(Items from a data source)
PR #3242, opened 2025-05-30
Deps: Removing serde_json exact version pin, replaced with semver caret.

jk89:
Motivation:

Proof-systems needs to co-exist with other rust libraries. Pinning the version of serde_json (a very common library) to a specific (older) version is very restrictive. Requesting it be unpinned and replaced with caret.


dannywillems (approved):
Thanks! I would remove the strict condition on serde at the same time.

PR #3246, opened 2025-06-04
Deps: bump up arkworks to 0.5

dannywillems:
See changelog: https://github.com/arkworks-rs/algebra/blob/master/CHANGELOG.md

See https://github.com/arkworks-rs/algebra/pull/850.

This is a path forward supporting more recent Rust version, and also bumping ocaml-rs.

### DIFF
--- a/Cargo.lock
+++ b/Cargo.lock
@@ -56,6 +56,12 @@ dependencies = [
 ]
 
 [[package]]
+name = "allocator-api2"
+version = "0.2.21"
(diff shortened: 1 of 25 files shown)


volhovm (approved):
Looks good to me, the update is not introducing any big breaking changes except for renamings / refactorings indeed! :+1:

dannywillems:
Note: it is to progress towards fixing https://github.com/o1-labs/proof-systems/issues/3254.

Issue #3255, opened 2025-06-07
tikv dependencies break sp1 builder


Kirol54:
We currently need to use a fork due to an issue with tikv package. (you can see the error here https://github.com/jk89/proof-systems/commit/822970c1916a27b049fa7d81f820327e02c1fc85#commitcomment-158528116 )

 https://github.com/jk89/proof-systems/commit/822970c1916a27b049fa7d81f820327e02c1fc85 

we need to compile o1-utils in SP1 zkVM code which target is:
 TARGET=riscv32im-succinct-zkvm-elf

so I guess this macro doesn't catch our particular target
https://github.com/o1-labs/proof-systems/blob/master/utils/Cargo.toml#L12
https://github.com/o1-labs/proof-systems/blob/master/utils/src/lazy_cache.rs#L267

dannywillems:
I also open a nice to have follow-up: https://github.com/o1-labs/proof-systems/issues/3259

dannywillems:
@Kirol54 can you give the commands you run to compile for SP1? It would help to add a CI job for this.

querolita:
Hi!

Because this `riscv32im-succinct-zkvm-elf` is not a standard target, I cannot just add it to the macro as done with `wasm32`. 

I am working now on a custom feature to only include those dependencies when both the architecture is not `wasm32` (as currently done) and the feature is not active. That would mean you would not need to change your build command. I will go back to this conversation when I have a PR that is ready.

querolita:
Created draft PR. Waiting on CI. When all green, I will ping you in case you can try to run it on your end @Kirol54 to make sure it fixes it before merging.

https://github.com/o1-labs/proof-systems/pull/3261

querolita:
The PR is now ready for review @Kirol54

PR #3261, opened 2025-06-10
Add custom feature to enable jemalloc dependencies

querolita:
This PR adds a custom feature in `kimchi` and `o1-utils` called `diagnostics` that should be passed whenever we want to include the dependencies `tikv-jemalloc-ctl` and `tikv-jemallocator`. That means, tests using `jemalloc` to measure memory allocation will only perform the memory measurements if both run with `--features diagnostics` and the target architecture is not `wasm32` (this last condition was added in https://github.com/o1-labs/proof-systems/pull/3079 to pass CI). 

The reason I am doing this is that tikv packages seem to have issues with the custom build target `riscv32im-succinct-zkvm-elf` used in SP1. By adding an optional cargo feature we can still run those tests for internal benchmarking while preserving compatibility with external teams without needing them to change their current build commands. Otherwise they need to work on a fork of `proof-systems` that comments out the parts of the code using `jemalloc`-related functions.

Closes https://github.com/o1-labs/proof-systems/issues/3255

### DIFF
--- a/kimchi/Cargo.toml
+++ b/kimchi/Cargo.toml
@@ -14,8 +14,8 @@ path = "src/lib.rs"
 bench = false       # needed for criterion (https://bheisler.github.io/criterion.rs/book/faq.html#cargo-bench-gives-unrecognized-option-errors-for-valid-command-line-options)
 
 [target.'cfg(not(target_arch = "wasm32"))'.dependencies]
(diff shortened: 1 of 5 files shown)


Kirol54:
just compiled without any issues, many thanks for sorting that !

dannywillems:
Rebased + auto-merge activated.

Work to be completed ▸ Looking at the data above, show all lines where the word "arkworks" occurs.

Result of this exercise ▸
Deps: bump up arkworks to 0.5
See changelog: https://github.com/arkworks-rs/algebra/blob/master/CHANGELOG.md
See https://github.com/arkworks-rs/algebra/pull/850.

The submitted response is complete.